I am currently reading Clean Code: A Handbook of Agile Software Craftsmanship by Robert C. Martin and I’ve noticed a pattern.
In Listing 2-1, Martin recommends refactoring this code:
private void printGuessStatistics(char candidate, int count)
{
String number;
String verb;
String pluralModifier;
if (count == 0) {
number = "no";
verb = "are";
pluralModifier = "s";
} else if (count == 1) {
number = "1";
verb = "is";
pluralModifier = "";
} else {
number = Integer.toString(count);
verb = "are";
pluralModifier = "s";
}
String guessMessage = String.format(
"There %s %s %s%s", verb, number, candidate, pluralModifier
);
print(guessMessage);
}
into this:
public class GuessStatisticsMessage {
private String number;
private String verb;
private String pluralModifier;
public String make(char candidate, int count) {
createPluralDependentMessageParts(count);
return String.format(
"There %s %s %s%s",
verb, number, candidate, pluralModifier);
}
private void createPluralDependentMessageParts(int count) {
if (count == 0) {
thereAreNoLetters();
} else if (count == 1) {
thereIsOneLetter();
} else {
thereAreManyLetterscount();
}
}
private void thereAreManyLetters(int count) {
number = Integer.toString(count);
verb = "are";
pluralModifier = "s";
}
private void thereIsOneLetter() {
number = "1";
verb = "is";
pluralModifier = "";
}
private void thereAreNoLetters() {
number = "no";
verb = "are";
pluralModifier = "s";
}
}
In listing 4-7, Martin recommends refactoring this code (comments elided):
public class GeneratePrimes
{
public static int[] generatePrimes(int maxValue)
{
if (maxValue >= 2) {
int s = maxValue + 1;
boolean f = new boolean[s];
int i;
for (i = 0; i < s; i++)
f[i] = true;
f[0] = f[1] = false;
int j;
for (i = 2; i < Math.sqrt(s) + 1; i++) {
if (f[i]) {
for (j = 2 * i; j < s; j += i)
f[j] = false;
}
}
int count = 0;
for (i = 0; i < s; i++) {
if (f[i]) {
count++;
}
}
int[] primes = new int[count];
for (i = 0, j = 0; i < s; i++) {
if (f[i])
primes[j++] = i;
}
return primes;
} else {
return new int[0];
}
}
}
into this:
public class PrimeGenerator
{
public static boolean[] crossedOut;
public static int[] result;
public static int[] generatePrimes(int maxValue)
{
if (maxValue < 2) {
return new int[0];
} else {
uncrossIntegersUpTo(maxValue);
crossOutMultiples();
putUncrossedIntegersIntoResult();
return result;
}
}
private static void uncrossIntegersUpTo(int maxValue)
{
crossedOut = new boolean[maxValue + 1];
for (int i = 2; i < crossedOut.length; i++)
crossedOut[i] = false;
}
private static void crossOutMultiples()
{
int limit = determineIterationLimit();
for (int i = 2; i <= limit; i++) {
if (notCrossed(i))
crossOutMultiplesOf(i);
}
}
private static int determineIterationLimit()
{
double iterationLimit = Math.sqrt(crossedOut.length);
return (int)iterationLimit;
}
private static void crossOutMultiplesOf(int i)
{
for (int multiple = 2*i; multiple < crossedOut.length; multiple += i)
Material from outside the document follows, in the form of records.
PR #17875, opened 2023-09-26
feat: add throwPaymentError global function

FollowTheFlo:
goal: add a global function that can be called by third party script to popup a simple window with message & confirm labels.
image

To test:
npm run start:opf
In Checkout, select AdyenHostedField
Open the console (F12) Paste:
```
window.Opf.payments.throwPaymentError({
    "messageString": "This is an error message",
    "confirmString": "OK",
})
```
press enter


integration-libs/opf/checkout/styles/_index.scss
FollowTheFlo, line 1: moved from 'opf/checkout' to 'opf' level, so includes both 'opf/checkout' and 'opf-base' selectors.

integration-libs/opf/base/components/opf-error-modal/opf-error-modal.component.ts
```diff
@@ -0,0 +1,68 @@
...
+  }
+
+  constructor(
+    protected launchDialogService: LaunchDialogService,
+    protected el: ElementRef,
+    protected cd: ChangeDetectorRef,
+    protected opfErrorModalService: OpfErrorModalService
+  ) {
+    // Mechanism needed to trigger the cpnt life cycle hooks.
+    timer(1).subscribe({
```
FollowTheFlo, line 50: This observable which immediately completes and forces Change detector to render, it is used to trigger the cpnt hooks (ngOnInit..).
When this cpnt is called from global function (eg: from console), hooks are not triggered for reason I am not fully sure, I belive setTimeout run behind the hood of timer(1) thus trigger event from zone.js, that would explain why it does not work if using EMPTY.subscribe(...)
It is the best solution I found, I tried to play with ngZone or some other ChangeDetector config...

integration-libs/opf/base/components/opf-error-modal/opf-error-modal.service.ts
```diff
@@ -0,0 +1,69 @@
...
+      })
+    );
+  }
+
+  protected getLabelTranslation(
+    defaultKey: string,
+    labelString?: string,
+    labelKey?: string,
+    labelReplacements?: any
+  ) {
```
FollowTheFlo, line 48: below is business logic with fallbacks
 labelString -> labelKey with Replacements -> labelKey -> default labelKey
 tested in unit tests

rmch91 (approved):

crossedOut[multiple] = true;
}
private static boolean notCrossed(int i)
{
return crossedOut[i] == false;
}
private static void putUncrossedIntegersIntoResult()
{
result = new int[numberOfUncrossedIntegers()];
for (int j = 0, i = 2; i < crossedOut.length; i++) {
if (notCrossed(i))
result[j++] = i;
}
}
private static int numberOfUncrossedIntegers()
{
int count = 0;
for (int i = 2; i < crossedOut.length; i++)
if (notCrossed(i))
count++;
return count;
}
}
In both cases, Martin has transformed thread-safe, nearly pure functions into thread-unsafe functions. Even worse, while the former example can be used on multiple threads by having each thread instantiate a local instance of GuessStatisticsMessage, the latter example, due to its use of static member variables, cannot be used on multiple threads without some form of locking.
While I agree that Martin’s examples are more readable, it seems to me that there may be a fundamental tension between object-oriented programming and thread safety, and this tension does not exist in functional programming.